Postrimerías
Ignacio F. Garmendia
Zamiatin
En el mirador de Trocadero los turistas se agolpan para hacerse fotos con la torre Eiffel: unos simulan que la sostienen sobre su mano, otros se hacen selfies, las parejas se besan como si la torre pudiera garantizar la perduración de su amor. Tras ellos, la imponente construcción de hierro hace resplandecer la noche parisina. Las ínclitas autoridades de la ciudad han decidido que un par de rayos láser se lancen desde su vértice para recorrer el cielo nocturno y que, a ratos, una guirnalda de luces parpadee en toda su superficie como si se tratara de un árbol de Navidad. A pesar del despropósito, su figura elegante y desafiante se resiste a ser convertida en un vulgar Burj Khalifa.
También las escaleras están repletas de gente que disfruta del espectáculo gratuito y que, no menos, ansía refrescarse un poco en la noche tórrida de un París bajo la ola de calor. Frente a ellos, en la explanada, una joven magrebí prepara su micrófono, sus altavoces y su guitarra. Lleva el pelo recogido, aunque no hiyab, y viste unos vaqueros rotos que dejan ver sus rodillas.
Al poco, de su cuerpo menudo empiezan a brotar canciones, la mayor parte de ellas en árabe, pero también en francés. Entre los espectadores sentados en los escalones, algunos, demasiado occidentales para tanta multiculturalidad, empiezan a huir y, en cambio, acuden otros que por su aspecto parecen marroquíes o argelinos. Un par de hindúes con turbante venden botellas de vino y champagne que tratan de mantener frescas en cubos de agua.
El bochorno aumenta aunque se acerca la medianoche y, sin embargo, hay un ambiente jovial, festivo y alegre que lo invade todo. Los jóvenes marroquíes se regocijan al oír la música y alguno, incluso, baila en la explanada al ritmo de la música con los brazos abiertos y con un movimiento de pies que recuerda los bailes bereberes. Se suma un niño. Hay aplausos y risas y la joven sigue cantando: mucho baile, pero poca gente que eche monedas en la funda de su guitarra. Quizás no va de eso o quizás ha dejado de ir de eso. No es difícil conectar con quienes, estando lejos de su tierra o de la tierra de sus padres o de la tierra de sus abuelos, sienten latir su corazón añorando sus raíces. Son ya las doce. Ninguno de ellos sospecha que, en ese momento, un brutal terremoto está sembrando el caos, la muerte y la desolación en numerosos rincones de su hermosa tierra.

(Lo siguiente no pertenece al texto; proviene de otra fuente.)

PR #247, opened 2022-10-25
Add missing substitutions in run-user-commands (microsoft/vscode-remote-release#7412)

chrmarti:


edgonmsft (approved):
Can you add a description on what the issue was?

Nueve horas más tarde, una larguísima fila de jóvenes franceses se ha formado frente a la tienda Swatch de los Campos Elíseos. Los guardias de seguridad, con elegantes chaquetas y corbatas negras y pinganillos en la oreja, vigilan para que se mantenga el orden y para que la impaciencia no genere conflictos. Algunos han pasado la noche en la calle para tener los mejores puestos. La tienda abrirá a las 10 para lanzar una nueva colección de relojes que todo el mundo parece necesitar.
A la misma hora, largas colas se han formado ya ante los hospitales y dispensarios de Marrakech para donar sangre.